If you don’t have a bank account, it is going to be hard to obtain a tax refund. This is because electronic banking and income tax filing are becoming so popular. The Treasury Department thinks tax refund debit cards could possibly be the solution. An income tax return electronically transferred isn’t helpful for any person without a bank account, which is also called “unbanked” or “underbanked”. Tax refund checks can take weeks to arrive. The unbanked will do something to get their cash faster. Typically this means getting “refund anticipation loans”. These checks also cost taxpayers enormous amounts just to print and mail them.
Possible tax refund debit cards
The biggest advantage offered by tax refund debit cards is speed. Income tax refund checks take six weeks to come within the mail when even a direct deposit can take eight to fifteen days to show up within the financial institution, says the Associated Press. Borrowing against an income tax return can mean steep fees on refund anticipation loans for many without bank accounts. Several hundred thousand taxpayers could be capable to obtain a debit card with the pilot tax return program beginning next year. Without a check or financial institution, the tax return debit bank cards work like checking accounts. If the bank cards are lose or stolen, consumer protections stop purchases, and also the bank cards are insured just like bank deposits. Bill-paying services will be stored on the bank cards as well.

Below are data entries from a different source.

Issue #348, opened 2022-01-25
Report error from image reader


jrconlin:
Currently not reporting the image library error.

Can be a Tag value to avoid cardinality.

┆Issue is synchronized with this [Jira Task](https://mozilla-hub.atlassian.net/browse/CONSVC-1588)

PR #349, opened 2022-01-25
bug: report error from image library

jrconlin:
Closes: #348

### DIFF
--- a/src/adm/tiles.rs
+++ b/src/adm/tiles.rs
@@ -212,6 +212,7 @@ pub async fn get_tiles(
                     // We still want to track this as a server error later.
                     //
                     // TODO: Remove this after the shared cache is implemented.
+                    dbg!(&e);
                     let mut err: HandlerError = if e.is_timeout()
                         && Instant::now()
                             .checked_duration_since(state.start_up)
--- a/src/adm/tiles.rs
+++ b/src/adm/tiles.rs
@@ -136,7 +136,7 @@ pub async fn get_tiles(
     tags: &mut Tags,
     metrics: &Metrics,
     headers: Option<&HeaderMap>,
-) -> Result<TileResponse, HandlerError> {
+) -> HandlerResult<TileResponse> {
     let settings = &state.settings;
     let image_store = &state.img_store;
     let adm_url = Url::parse_with_params(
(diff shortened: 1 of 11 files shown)


ncloudioj:
@jrconlin When encountering this kind of error, is it possible for Contile to bail out rather than return an error code in the response? Doing so at least allows us to return some good tiles instead of nothing?

jrconlin:
This is currently failing tests because of the test suite change for mobile endpoints. #346 
Rather than spend time correcting for this change, I'm going to wait until after the multi-endpoint change lands, then fix things here.

src/server/img_storage.rs
```diff
@@ -190,9 +190,13 @@ impl StoreImage {
     pub fn meta(&self, image: &Bytes, fmt: ImageFormat) -> HandlerResult<ImageMetrics> {
         let mut reader = ImageReader::new(Cursor::new(image));
         reader.set_format(fmt);
-        let img = reader
-            .decode()
-            .map_err(|_| HandlerErrorKind::BadImage("Image unreadable"))?;
+        let img = reader.decode().map_err(|e| {
+            let mut tags = Tags::default();
+            tags.add_extra("error", &e.to_string());
```
pjenvey, line 195: I think both `url` and `format` are really worth adding as tags here too -- the easiest way to do that is to probably shuffle this method around a bit to have the same signature as `validate`.

pjenvey (changes requested):

src/server/img_storage.rs
jrconlin: Sigh. 
the change was included in the merge https://github.com/mozilla-services/contile/pull/349/commits/e767a61d02cb42123647db4604497a8e68c68ca3

src/adm/tiles.rs
```diff
@@ -212,6 +212,7 @@ pub async fn get_tiles(
                     // We still want to track this as a server error later.
                     //
                     // TODO: Remove this after the shared cache is implemented.
+                    dbg!(&e);
```
pjenvey, line 215: forgot to kill this

pjenvey (changes requested):

src/adm/tiles.rs
jrconlin: argh... hang on.

pjenvey (approved):

PR #351, opened 2022-02-02
feat: move cleanup of temp cache states into a ScopeGuard

### LINKED ISSUE #342: Improve tile handler's cache cleanup
In [PR #250](https://github.com/mozilla-services/contile/pull/250#discussion_r685472791) we complicated the tiles handler by adding a cleanup section to reset the tile cache state if any errors occurred. We ended up wrapping the work of the function where potential errors might occur in a closure, basically emulating a "try finally" block.

This was a quick fix with the intention that we improve it later. There's also a TODO (comment) that this solution doesn't handle the cache cleanup on potential panics.

The [scopeguard](https://github.com/bluss/scopeguard) crate offers what looks like an easy way to solve this instead, adding a Go-like defer macro that additionally works for panics.

┆Issue is synchronized with this [Jira Task](https://mozilla-hub.atlassian.net/browse/CONSVC-1508)
┆epic: Contile production v1

pjenvey:
and kill TilesCache's Deref to dashmap, since we now only expose get and insert
outside of the cache module

Closes #342

### DIFF
--- a/Cargo.lock
+++ b/Cargo.lock
@@ -670,6 +670,7 @@ dependencies = [
  "rand 0.8.4",
  "regex",
  "reqwest",
+ "scopeguard",
  "sentry",
  "sentry-backtrace",
  "serde 1.0.133",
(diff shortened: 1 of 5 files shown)


jrconlin (approved):
Looks like a cargo update should fix the audit err.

Working class should get bank accounts
The Center for Economic Progress estimates up to 26 million working class people could benefit from income tax return debit cards. The number was reached by working with the direct deposit refund from the 2010 tax season subtracted from the total tax refunds. That means 96.3 million minus 70.3 million was done. The Obama administration is hoping this will encourage more to get bank accounts, says Automated Trader. A $50 million request has been submitted to Congress for the 2011 spending budget to create “Bank on USA,” a program to help support state and local efforts to obtain more low-to-moderate income taxpayers into mainstream banking. An FDIC 2009 survey showed roughly 9 million households were without bank accounts.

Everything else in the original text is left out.